### Data section
Issue #3752, opened 2022-01-21
Issue with "filter": (the images in live samples are broken)


yusixian:
MDN URL: https://developer.mozilla.org/docs/Web/CSS/filter (see localized document)

#### What information was incorrect, unhelpful, or incomplete?

There are broken images in the live samples. Update is need for those examples.

#### What did you expect to see?

Update the examples and the images are not broken.

> Note: this is not the original issue (see the edit history for details, it's a system issue filled in mdn/yari#5652).

<details>
<summary>MDN Content page report details</summary>

* Folder: `zh-cn/web/css/filter`
* MDN URL: https://developer.mozilla.org/zh-CN/docs/Web/CSS/filter
* GitHub URL: https://github.com/mdn/translated-content/blob/main/files/zh-cn/web/css/filter/index.html
* Last commit: https://github.com/mdn/translated-content/commit/fb769838d655c3e6d28afdb3236ab9f3d9712d10
* Document last modified: 2022-01-20T00:58:58.000Z

</details>

yin1999:
Those examples should be synced with english version. I'll work on it.

yin1999:
@SphinxKnight this issue is both on:

- [de](https://developer.mozilla.org/de/docs/Web/CSS/filter)
- [es](https://developer.mozilla.org/es/docs/Web/CSS/filter)
- [fr](https://developer.mozilla.org/fr/docs/Web/CSS/filter)
- [ja](https://developer.mozilla.org/ja/docs/Web/CSS/filter)
- [ko](https://developer.mozilla.org/ko/docs/Web/CSS/filter)
- [ru](https://developer.mozilla.org/ru/docs/Web/CSS/filter)
- [zh-CN](https://developer.mozilla.org/zh-CN/docs/Web/CSS/filter)

yin1999:
> @SphinxKnight this issue is both on:
> 
> * [de](https://developer.mozilla.org/de/docs/Web/CSS/filter)
> * [es](https://developer.mozilla.org/es/docs/Web/CSS/filter)
> * [fr](https://developer.mozilla.org/fr/docs/Web/CSS/filter)
> * [ja](https://developer.mozilla.org/ja/docs/Web/CSS/filter)
> * [ko](https://developer.mozilla.org/ko/docs/Web/CSS/filter)
> * [ru](https://developer.mozilla.org/ru/docs/Web/CSS/filter)
[...]

PR #6270, opened 2022-06-14
Fix #5717

SphinxKnight:
Fixes #5717

- [x] [`files/fr/learn/css/css_layout/positioning`](https://github.com/mdn/translated-content/blob/main/files/fr/learn/css/css_layout/positioning/index.md)
- [x] [`files/fr/web/api/batterymanager/level`](https://github.com/mdn/translated-content/blob/main/files/fr/web/api/batterymanager/level/index.md)
- [x] [`files/fr/web/api/document/caretrangefrompoint`](https://github.com/mdn/translated-content/blob/main/files/fr/web/api/document/caretrangefrompoint/index.md)
- [x] [`files/fr/web/api/event/eventphase`](https://github.com/mdn/translated-content/blob/main/files/fr/web/api/event/eventphase/index.md)
- [x] [`files/fr/web/css/_colon_-moz-list-bullet`](https://github.com/mdn/translated-content/blob/main/files/fr/web/css/_colon_-moz-list-bullet/index.md)
- [x] [`files/fr/web/css/font-variant-alternates`](https://github.com/mdn/translated-content/blob/main/files/fr/web/css/font-variant-alternates/index.md)
- [x] [`files/fr/web/css/font-variant-ligatures`](https://github.com/mdn/translated-content/blob/main/files/fr/web/css/font-variant-ligatures/index.md)
- [x] [`files/fr/web/svg/attribute/stroke-dasharray`](https://github.com/mdn/translated-content/blob/main/files/fr/web/svg/attribute/stroke-dasharray/index.md)
- [x] [`files/fr/web/svg/element/radialgradient`](https://github.com/mdn/translated-content/blob/main/files/fr/web/svg/element/radialgradient/index.md)

PR #14992, opened 2023-08-08
es: update css/filter

Graywolf9:
### Description

Sync with upstream

Relates to https://github.com/mdn/translated-content/issues/3752

### DIFF
--- a/files/es/web/css/filter/index.md
+++ b/files/es/web/css/filter/index.md
@@ -1,24 +1,22 @@
 ---
 title: filter
 slug: Web/CSS/filter
+l10n:
+  sourceCommit: 856b52f634b889084869d2ee0b8bb62c084be04d
 ---
 
-{{SeeCompatTable}}{{CSSRef}}
+{{CSSRef}}
 
-## Resumen
+La propiedad **`filter`** de [CSS](/es/docs/Web/CSS) aplica efectos gráficos como desenfoque o cambio de color a un elemento. Los filtros se usan comúnmente para ajustar la representación de imágenes, fondos y bordes.
 
-La propiedad CSS **`filter`** dota de efectos gráficos como el desenfoque o cambio de color en la representación antes de que se muestre el elemento. Los filtros se utilizan comúnmente para ajustar la representación de imágenes, fondos o bordes.
+Varias [funciones](#funciones), como `blur()` y `contrast()`, están disponibles para ayudarte a lograr efectos predefinidos.
 
-Hay varias funciones Incluidas en el estándar CSS que logran efectos predefinidos. También puede hacer referencia a un filtro especificado en SVG con una URL a un [filtro de un elemento SVG](/es/docs/Web/SVG/Element/filter).
-
-> **Nota:** Versiones anteriores (4.0 hasta 9.0) del navegador Internet Explorer de Windows admiten una propiedad ["filter"](<https://msdn.microsoft.com/es-es/library/ms532853(v=vs.85).aspx>) no incluida en el estándar que ha quedado en desuso.
-
-{{cssinfo}}
+{{EmbedInteractiveExample("pages/css/filter.html")}}
 
 ## Sintaxis
 
 ```css
-filter: url("filters.svg#filter-id");
+/* Valores de <filter-function> */
 filter: blur(5px);
 filter: brightness(0.4);
 filter: contrast(200%);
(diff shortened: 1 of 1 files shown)


files/es/web/css/filter/index.md
```diff
@@ -30,1214 +28,192 @@ filter: opacity(25%);
...
 
-{{EmbedLiveSample('sepia_example','100%','229px','')}}
+```html
+<img src="pencil.jpg" alt="La imagen original es nítida" />
+<img
+  src="pencil.jpg"
+  alt="La imagen y el borde están borrosos y silenciados." />
+```
+
+{{EmbedLiveSample('Applying_filter_functions','100%','229px')}}
```
yin1999, line 182: We should match [the heading](https://github.com/mdn/translated-content/pull/14992/files#diff-58885109584a3af1c4e2de2ebda18d2692939e592c43df78a366ba45ef2f718fR161), or use the id generated by Yari: `aplicar_funciones_de_filtro` (case insensitive).

You could get this through devtools:

image

Reference: [MDN Live sample](https://developer.mozilla.org/en-US/docs/MDN/Writing_guidelines/Page_structures/Live_samples#embedlivesample_macro)

```suggestion
{{EmbedLiveSample('Aplicar funciones de filtro','100%','229px')}}
```

files/es/web/css/filter/index.md
```diff
@@ -30,1214 +28,192 @@ filter: opacity(25%);
...
-  text-align: left;
-  vertical-align: top;
-  width: 25%;
-  height: auto;
-}
-#img3 {
-  height: 100%;
-}
-```
+{{EmbedLiveSample('Repeating_filter_functions','100%','229px')}}
```
yin1999, line 214: So we should also modify this line.

```suggestion
{{EmbedLiveSample('Repetir funciones de filtro','100%','229px')}}
```

JuanVqz (approved):

files/es/web/css/filter/index.md
Graywolf9: Hi! Thanks for the review! @yin1999 

I remember from the conversation on removing macro transclusion that these parameter are not required anymore so you can use `{{EmbedLiveSample}}` without issues (as you can see [here](https://github.com/mdn/translated-content/blob/921baf1dc1827f133afd60f05f937d71cc57ef29/files/fr/web/api/batterymanager/level/index.md?plain=1#L38) from this [PR](https://github.com/mdn/translated-content/pull/6270)), and it seems that Yari throw flaws if the names are different, that's why I keep like that

yin1999: Yes, yari throws bugs, but I believe this is caused by requiring localized headings to use the same IDs as the English docs when we write the docs in HTML: https://github.com/mdn/translated-content/blob/0caa9937af24d77b83ea51de17d14673fd729f8e/docs/README.md?plain=1#L32-L40

Graywolf9: I don't know why it is, but this is the message when the parameter is different to `en-US`

imagen

yin1999: Hey @Graywolf9. Localization support in yari is slow at the moment, and I think we'll have to ignore with the flaws it throws for now. Because if the macro doesn't find the corresponding ID, it will contain the wrong code block (use the [closest heading instead](https://github.com/mdn/yari/blob/e09ed3bc39900f500a02e6a29d335926e0673d09/client/src/document/code/playground.ts#L161)), and I have encountered this problem many times (use the wrong id and broken the livesample), I've provided a example here: #15137.

The sender and receivers are all in the same iframe ([broken example](https://pr15137.content.dev.mdn.mozit.cloud/zh-CN/docs/Web/API/BroadcastChannel/message_event#%E7%BB%93%E6%9E%9C)):

image

While they should be spread into three iframes ([correct example](https://developer.mozilla.org/zh-CN/docs/Web/API/BroadcastChannel/message_event#%E7%BB%93%E6%9E%9C)):

image

@queengooborg, may be we should remove the different id flaws report from [flaw system](https://github.com/mdn/yari/blob/main/build/flaws/translation-differences.ts), and should throw flaws if the incorrect id is used here (if set). This makes contributors use the wrong ids.

queengooborg: Yeah, that flaw sounds like it's causing more issues than it's helping, not to mention we have a better way of tracking translation differences now.  Unfortunately, I don't have write access to Yari (and my PRs are considered "community" PRs...even though I'm a part of the MDN team...), so I cannot make those changes.  :(

Graywolf9: Thank you so much for the example! @yin1999 As I can see there is a problem only when the macro is used more than once in a header

Thank you so much again!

### Your goal
List each line of the entries that holds the string "bordes".

### Your solution
+La propiedad **`filter`** de [CSS](/es/docs/Web/CSS) aplica efectos gráficos como desenfoque o cambio de color a un elemento. Los filtros se usan comúnmente para ajustar la representación de imágenes, fondos y bordes.
-La propiedad CSS **`filter`** dota de efectos gráficos como el desenfoque o cambio de color en la representación antes de que se muestre el elemento. Los filtros se utilizan comúnmente para ajustar la representación de imágenes, fondos o bordes.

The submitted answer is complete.